As a rookie with Kansas City last year, Smith averaged 26.8 yards per kickoff return. Of 28 players with more than 10 runbacks, that ranked sixth in the NFL. That history might make special teams coordinator Shawn Mennenga more willing to let his kickoff-return unit do something other than jog back to the sideline.
“I think it depends on, No. 1, how good is their coverage unit?” Mennenga said on Thursday. “We look at the kicker and where his hit chart is and where we think we can attack them at. And then also, what’s the hang time? Not only how far they kick it but what’s the hang time? If you’re talking a 4-second-plus hang time and you’re 5 yards in the end zone, by the time you get ready to bring it out, they’re already at the 25 or inside the 30-yard line. It can be tough sledding trying to bring it out.”
A lower kickoff, just like a low punt, can provide an opening for the return team. And then, like offense and defense, it’s about matchups. The matchups might work in the Packers’ favor on Sunday against the Broncos. Through the limited sample size of two games, Denver’s kickoff team has allowed a league-worst average starting point of the 30.3-yard line.

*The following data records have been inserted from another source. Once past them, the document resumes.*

PR #490, opened 2019-10-15
submitting lesson04

Reem0330:
thank you for your review

### DIFF
--- a/students/ReemAlqaysi/Lesson04/mailroom.py
+++ b/students/ReemAlqaysi/Lesson04/mailroom.py
@@ -1,0 +1,110 @@
+"""
+MAIL ROOM PART 1
+this script has a data structure that holds a list of  donors and a history of the amounts they have donated. 
+This structure should be populated at first with at least five donors, with between 1 and 3 donations each.
+ data structure stored in the global namespace.
+The script prompts the user (you) to choose from a menu of 3 actions: 
+“Send a Thank You”, “Create a Report” or “quit”.
+"""
+
+from operator import itemgetter
+import sys  # imports go at the top of the file
+
+#initial donations ammount and givers names.
+donor_list = {
+    "Jan Balard": (600.00,250.00),
+    "Joe McHennry": (1500.00,1500.00),
+    "Jeff Hansen": (450.00,150.00),
+    "Scott Newman": (100.00,5000.00),
+    "Rabi Das": (500.00,950.00)
+    }
+# main menue prompt
+def main_menu():
+    print("\n".join(("Welcome to the MailRoom!",
+          "Please Choose an action:",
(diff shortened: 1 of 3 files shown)


students/ReemAlqaysi/Lesson04/mailroom.py
```diff
@@ -0,0 +1,110 @@
...
+from operator import itemgetter
+import sys  # imports go at the top of the file
+
+#initial donations ammount and givers names.
+donor_list = {
+    "Jan Balard": (600.00,250.00),
+    "Joe McHennry": (1500.00,1500.00),
+    "Jeff Hansen": (450.00,150.00),
+    "Scott Newman": (100.00,5000.00),
+    "Rabi Das": (500.00,950.00)
```
natasha-aleksandrova: this should not be a tuple since tuple are immutable and you do want to change this to add more donations.

students/ReemAlqaysi/Lesson04/mailroom.py
```diff
@@ -0,0 +1,110 @@
...
+#get the name and check if it exist, add the ammount, otherwise add the name and the amount to the donors list
+def add_name():
+    fullname = input("please enter full name : ")
+    if fullname == 'list':
+        for key in donor_list:
+            print(key)
+        add_name()
+    else:
+        amount = get_amount()
+        for doner, value in donor_list.items():
```
natasha-aleksandrova: here is what's cool about dict - you don't have to loop through the structure to find the key 🙂 

`if donor_list.get(donor):` will check if donor exists or not

students/ReemAlqaysi/Lesson04/mailroom.py
```diff
@@ -0,0 +1,110 @@
...
+
+def exit_program():
+    print("Bye!")
+    sys.exit()  # exit the interactive script
+
+#send letterto all givers
+def letter_to_all():
+        for k,v in donor_list.items():
+            amount = v[len(v) - 1]
+            fileName = k.replace(' ', '_').replace(',', '') + ".txt"
```
natasha-aleksandrova: make sure to use snake_case naming -> `file_name`

students/ReemAlqaysi/Lesson04/mailroom.py
```diff
@@ -0,0 +1,110 @@
...
+        if response == "1":
+            add_name()
+        elif response == "2":
+            create_report()
+        elif response == "3":
+            letter_to_all()
+        elif response == "4":
+            exit_program()
+        else:
+   	        print('That is not a valid answer!')
```
natasha-aleksandrova: this needs to use switch dict style (course materials go over this)

PR #495, opened 2019-10-17
added slicing.py

Dbaylor1222:


students/david_baylor/lesson3/slicing.py
```diff
@@ -0,0 +1,48 @@
...
+    seq[:1], seq[-1:] = last, first
+    return seq
+
+def remove_every_other(seq):
+    """remove every other item in the sequence"""
+    new_list = []
+    for i in range(len(seq)):
+        if not i % 2:
+            new_list.append(seq[i])
+    return new_list
```
natasha-aleksandrova: this function should use slice syntax

students/david_baylor/lesson3/slicing.py
```diff
@@ -0,0 +1,48 @@
...
+
+def remove_first_last_4(seq):
+    """remove the first and last 4 items in the lsit"""
+    del seq[:4]
+    del seq[-4:]
+    return seq
```
natasha-aleksandrova: you're kind of using slicing here

but the expected here is this `return seq[4:-4:2]`

PR #497, opened 2019-10-20
lesson 3, assignment 1

jlmts:
completed mailroom part 1

### DIFF
--- a/students/jlmts/lesson03/mailroom.py
+++ b/students/jlmts/lesson03/mailroom.py
@@ -1,0 +1,121 @@
+#!/usr/bin/env python
+import sys
+
+"""
+assignment 1: mailroom 
+joli umetsu
+python210
+"""
+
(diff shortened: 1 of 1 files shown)


students/jlmts/lesson03/mailroom.py
```diff
@@ -0,0 +1,121 @@
...
+    if amount.lower() in quit_request:
+        return 
+        
+    # if the name is already on the list, add donation amount to history    
+    if name in donors:
+        for i,j in donor_list:
+            if i == name:
+                j.append(float(amount))
+                email(name)
+            else: pass
```
charlesrobison: Note this is adding a new donor each time a new donation is created.  If I add donor Billy with a donation of $50, then do so again, the report shows 2 different donors named Billy with $50 donations.  It should show a single donor with total donations of $100.  See if you can address this and let us know if you need help.  You'll definitely want this fixed for future versions of this.

PR #499, opened 2019-10-21
submiting lesson 04 v2

Reem0330:
this is the version 2 of the mailroom , I change them according the previous pull request recommendations  , let me know if there is any thing else needed to be change .. thank you!

### DIFF
--- a/students/ReemAlqaysi/Lesson04/mailroom.py
+++ b/students/ReemAlqaysi/Lesson04/mailroom.py
@@ -12,11 +12,11 @@ import sys  # imports go at the top of the file
 
 #initial donations ammount and givers names.
 donor_list = {
-    "Jan Balard": (600.00,250.00),
-    "Joe McHennry": (1500.00,1500.00),
-    "Jeff Hansen": (450.00,150.00),
-    "Scott Newman": (100.00,5000.00),
-    "Rabi Das": (500.00,950.00)
+    "Jan Balard": [600.00,250.00],
+    "Joe McHennry": [1500.00,1500.00],
+    "Jeff Hansen": [450.00,150.00],
+    "Scott Newman": [100.00,5000.00],
+    "Rabi Das": [500.00,950.00]
     }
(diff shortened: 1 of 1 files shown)


students/ReemAlqaysi/Lesson04/mailroom.py
```diff
@@ -75,36 +72,35 @@ def exit_program():
...
     sys.exit()  # exit the interactive script
 
-#send letterto all givers
+#send letter to all givers, file name is snake style
 def letter_to_all():
         for k,v in donor_list.items():
-            amount = v[len(v) - 1]
+            amount = k[len(v) - 1]
             fileName = k.replace(' ', '_').replace(',', '') + ".txt"
+            fileName = fileName.lower()
```
natasha-aleksandrova: my last comment about fileName needing to be snake_style is in regards to your variable naming.

fileName -> file_name


per pep8 (python style guide), all variable and function names follow lower case snake_style naming convention.

Reem0330: currently the result I'm getting for example Reem Alqaysi >> reem_alqaysi is the file name .. not sure what else missing here.. can you advice please if I'm missing something?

“With a guy like Tre, he’s definitely proven he can be a home-run threat,” Mennenga said. “If we feel like we have good matchups, we may tell him to bring it out or deepen him up a little bit. If there’s some things we don’t feel good about as far as our matchup against them, we may say, ‘Let’s try to keep this in unless it’s in front of the goal line.’ It just varies week to week and the matchups and how high the ball’s hanging and how deep it’s going. We’ll game plan that each week.”
Through the first two weeks of the season, 206 of 294 kickoffs have resulted in touchbacks. That’s a touchback rate of 70.1 percent. Denver is one of the other teams to not have a kickoff return this season.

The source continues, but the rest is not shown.